Some things shouldn't leave your computer. Medical notes, legal drafts, journal entries, messages to your therapist, that honest performance review you're still editing. When you paste those into a cloud AI service, they travel to servers you don't control and may end up in training data you never agreed to. That's the privacy problem WindowSill's new Ollama integration aims to solve. WindowSill, the Windows app that brings AI writing features to any application you're already using, now supports local LLM inference through Ollama—a free tool that runs AI models directly on your hardware. No data leaves your machine. Zero subscription fees for the AI layer. Just grammar checking, rewriting, tone adjustment, and translation running locally in Word, Outlook, Slack, or whatever you use to write.
What You'll Need
The setup requirements are reasonable for most modern PCs: WindowSill installed from the Microsoft Store (the free tier handles setup, though AI features need WindowSill+), Ollama downloaded from ollama.com, a minimum of 8 GB RAM (16 GB recommended if you want to run other apps alongside it), and a few gigabytes of disk space for your chosen model. No GPU required—Ollama runs on CPU just fine, though an NVIDIA card with 6+ GB VRAM will give you noticeably snappier responses.

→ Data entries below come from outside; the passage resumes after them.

PR #2245, opened 2018-06-06
Fix audio call overlay being visible during second call

daehn:
## What's in this PR?

* Fix audio call overlay being visible during second call.


Wire-iOS/Sources/UserInterface/Conversation/InputBar/ConversationInputBarViewController+Audio.swift
```diff
@@ -199,21 +199,28 @@ extension ConversationInputBarViewController: AudioRecordViewControllerDelegate
     
 }
 
+// Counter keeping track of calls being made when the audio keyboard ewas visible before.
+private var callsInProgress = 0
```
mikeger: May be better to make it the class var? Now it's in global context, so I wonder what would happen on multi account setup.

daehn: Good point 👍

PR #2251, opened 2018-06-06
Call VoiceOver: come back to the call activation

mikeger:
### Issues

In VoiceOver, it was not possible to go back to the call.

### Causes

The `accessibilityActivate` method is not called on the view controller, but on it's view.


Wire-iOS/Sources/UserInterface/Conversation/ConversationViewController+NavigationBar.swift
```diff
@@ -66,6 +68,7 @@ public extension ConversationViewController {
         button.adjustBackgroundImageWhenHighlighted = true
         button.setTitle("conversation_list.right_accessory.join_button.title".localized.uppercased(), for: .normal)
         button.accessibilityLabel = "conversation.join_call.voiceover".localized
+        button.accessibilityTraits = UIAccessibilityTraitStartsMediaSession
         button.titleLabel?.font = FontSpec(.small, .semibold).font
```
alexaubry: We probably shouldn’t clear the existing traits of the buttons here, otherwise the engine won’t know it’s a button.

We should be using a bitwise OR operator to add the trait.

mikeger: Good point!

PR #2261, opened 2018-06-08
Sort call participants list according to participants join timestamp

daehn:
## What's new in this PR?

* Sort call participants list according to participants join call timestamp.

### DIFF
--- a/Wire-iOS/Sources/UserInterface/Calling/Haptic Feedback/CallParticipantTimestamps.swift
+++ b/Wire-iOS/Sources/UserInterface/Calling/Haptic Feedback/CallParticipantTimestamps.swift
@@ -1,0 +1,52 @@
+//
+// Wire
+// Copyright (C) 2018 Wire Swiss GmbH
+//
+// This program is free software: you can redistribute it and/or modify
+// it under the terms of the GNU General Public License as published by
+// the Free Software Foundation, either version 3 of the License, or
+// (at your option) any later version.
+//
+// This program is distributed in the hope that it will be useful,
+// but WITHOUT ANY WARRANTY; without even the implied warranty of
+// MERCHANTABILITY or FITNESS FOR A PARTICULAR PURPOSE. See the
+// GNU General Public License for more details.
+//
+// You should have received a copy of the GNU General Public License
+// along with this program. If not, see http://www.gnu.org/licenses/.
+//
+
+import Foundation
+
+final class CallParticipantTimestamps {
+
+    private var participants = Set<UUID>()
+    private var participantTimestamps = [UUID: Date]()
+    
+    func updateParticipants(_ newParticipants: [UUID]) {
+        let updated = Set(newParticipants)
+        let removed = participants.subtracting(updated)
+        let added = updated.subtracting(participants)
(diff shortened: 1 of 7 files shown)


daehn:
Still fixing tests.

Wire-iOS/Sources/UserInterface/Calling/Haptic Feedback/CallParticipantTimestamps.swift
```diff
@@ -0,0 +1,52 @@
...
+//
+// You should have received a copy of the GNU General Public License
+// along with this program. If not, see http://www.gnu.org/licenses/.
+//
+
+import Foundation
+
+final class CallParticipantTimestamps {
+
+    private var participants = Set<UUID>()
```
mikeger: I think that may be there is no reason to keep the dedicated set, also I guess it's not too important to clean the table, since we only support up to certain amount of participants.

Wire-iOS/Sources/UserInterface/Calling/Haptic Feedback/CallParticipantTimestamps.swift
```diff
@@ -0,0 +1,52 @@
...
+    private var participantTimestamps = [UUID: Date]()
+    
+    func updateParticipants(_ newParticipants: [UUID]) {
+        let updated = Set(newParticipants)
+        let removed = participants.subtracting(updated)
+        let added = updated.subtracting(participants)
+        Log.haptics.debug("updating participants list: \(newParticipants), old: \(participants)")
```
mikeger: Not sure if logging is necessary or just the debug leftover.

mikeger: Also it says haptics.

Wire-iOS/Sources/UserInterface/Calling/Haptic Feedback/CallParticipantTimestamps.swift
daehn: It's used to calculate the added and removed subsets in a performant way.

Wire-iOS/Sources/UserInterface/Calling/Haptic Feedback/CallParticipantTimestamps.swift
daehn: Yeah, it's a leftover ;)

Wire-iOS/Sources/UserInterface/Calling/Haptic Feedback/CallParticipantTimestamps.swift
mikeger: OK, I see, you need to know the added set. You can also just go over the new users and check if the timestamp already exists? I don't think that the set intersection is faster than `O(n)` anyways.

daehn: Sure, that's would also work and shouldn't make a big difference. I like cleaning the map up because it makes debugging way easier as people can leave and join again, and also there is no need to keep stuff around that's not needed right now.

PR #2262, opened 2018-06-08
Fix: Unexpected Photos permission appears after profile photo is set with Camera

billypchan:
### Issues

On iOS 11, photo permission dialog is still shown after picked a photo for the profile photo. We expectable the image picker improvements of iOS11 would remove that unnecessary dialog.
### Causes

UIImagePickerController imageFromMediaInfo and imageDataFromMediaInfo will triggers permission dialog. 

### Solutions

Get photo form UIImagePickerController directly instead of getting it form imageFromMediaInfo method.
The original implementation will be kept for iOS 10 or earlier since the fix does not remove the photo permission dialog on earlier iOS versions.

## Todo list
- [x] test with photos stored in iCloud
- [x] ~~review: 'UIImagePickerControllerReferenceURL' is deprecated: first deprecated in iOS 11.0 - Replace with public API: UIImagePickerControllerPHAsset~~ (The original implementation will be kept for iOS 10 or earlier.)
- [ ] ~~test with iOS10, pick an iCloud Photo~~
- [x] test with iOS10 (photo permission dialog shows)
- [x] test with iOS9 (photo permission dialog shows)
- [ ] fix the case: user changing his photo in self profile screen


Wire-iOS/Sources/UserInterface/Registration/RegistrationPersonal/Steps/ProfilePictureStepViewController+UIImagePickerControllerDelegate.swift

Installing Ollama and Pulling Your First Model
Download the installer from ollama.com and run it. Once installed, Ollama sits quietly in the background as a local service. You can confirm it's working by opening any terminal and typing ollama --version—if you see a version number, you're good to go. Next comes pulling a model. The article recommends three solid options for writing tasks: Deepseek R1 8B (about 8 GB total) for general writing and grammar work, Qwen 3.5 4B (around 4.5 GB) if you need something lighter but still capable, or Deepseek R1 1.5B (roughly 1 GB) when speed matters more than nuanced output. Open a terminal and run ollama pull followed by your chosen model—this downloads everything to your machine once and keeps it there.
Connecting WindowSill to Ollama
This part is straightforward. Ollama exposes a local API at http://localhost:11434, which WindowSill can tap into automatically. Open Settings from the command bar in WindowSill, navigate to AI Writing & Analysis, find the AI Providers section, and select Ollama. Point it to localhost:11434, pick your pulled model from the dropdown, and you're done. Every AI request now routes through your local hardware instead of bouncing off external servers.
What You Can Do With This Setup
Once connected, WindowSill's full writing toolkit runs through your local model: grammar and spell checking across any app without switching windows, paragraph rewriting for polishing drafts or simplifying dense prose, tone adjustment between professional/casual/attention-grabbing modes (or custom presets like "customer support reply"), translation to 35+ supported languages, reusable prompts with variable injection for things like auto-formatted meeting recaps, and document summarization. Test it by typing a deliberately broken sentence—"Their going to the meeting tommorrow at 3pm, can you confirmed?"—selecting it, and hitting Spell Check from WindowSill's Analyze/Rewrite bar.
Performance Tips for Local AI
Local models are slower than cloud APIs—that's the honest trade-off. Keep things comfortable by closing models when you're done: run ollama stop to free up RAM. Use smaller models for quick tasks like grammar checks where Qwen 3.5 4B handles things well and responds faster than Deepseek R1 8B. WindowSill supports per-prompt model selection, so you can assign a fast small model for spell-checking while reserving a larger one for complex rewrites.
When Local Isn't Enough
Local models are good but not magic. The guide acknowledges where cloud still wins: long complex rewrites requiring nuance benefit from GPT 5.5 or Claude 4.5 Sonnet, uncommon language pairs like Finnish-to-Japanese need broader training data, and if you need responses in 1-2 seconds rather than 5-15 on CPU, the cloud has your back. The good news? You don't have to choose one or the other. WindowSill supports both local and cloud providers simultaneously, letting you route sensitive content through Ollama while using a cloud API for non-sensitive tasks.
Key Takeaways
- Ollama runs fully offline once installed—no internet required after setup
- Start with Qwen 3.5 4B or Deepseek R1 8B for most writing tasks; upgrade if needed
- Per-prompt model selection lets you balance speed and quality per task
- You can mix local (Ollama) and cloud providers in the same workflow
The Bottom Line
This setup won't match the raw capability of frontier models, but it doesn't have to. For grammar fixes, quick rewrites, and anything sensitive—therapist notes, legal drafts, honest feedback—it delivers solid results without the privacy anxiety. If you've been avoiding AI writing tools because you didn't want your data training the next model release, this is a practical off-ramp worth ten minutes of setup time.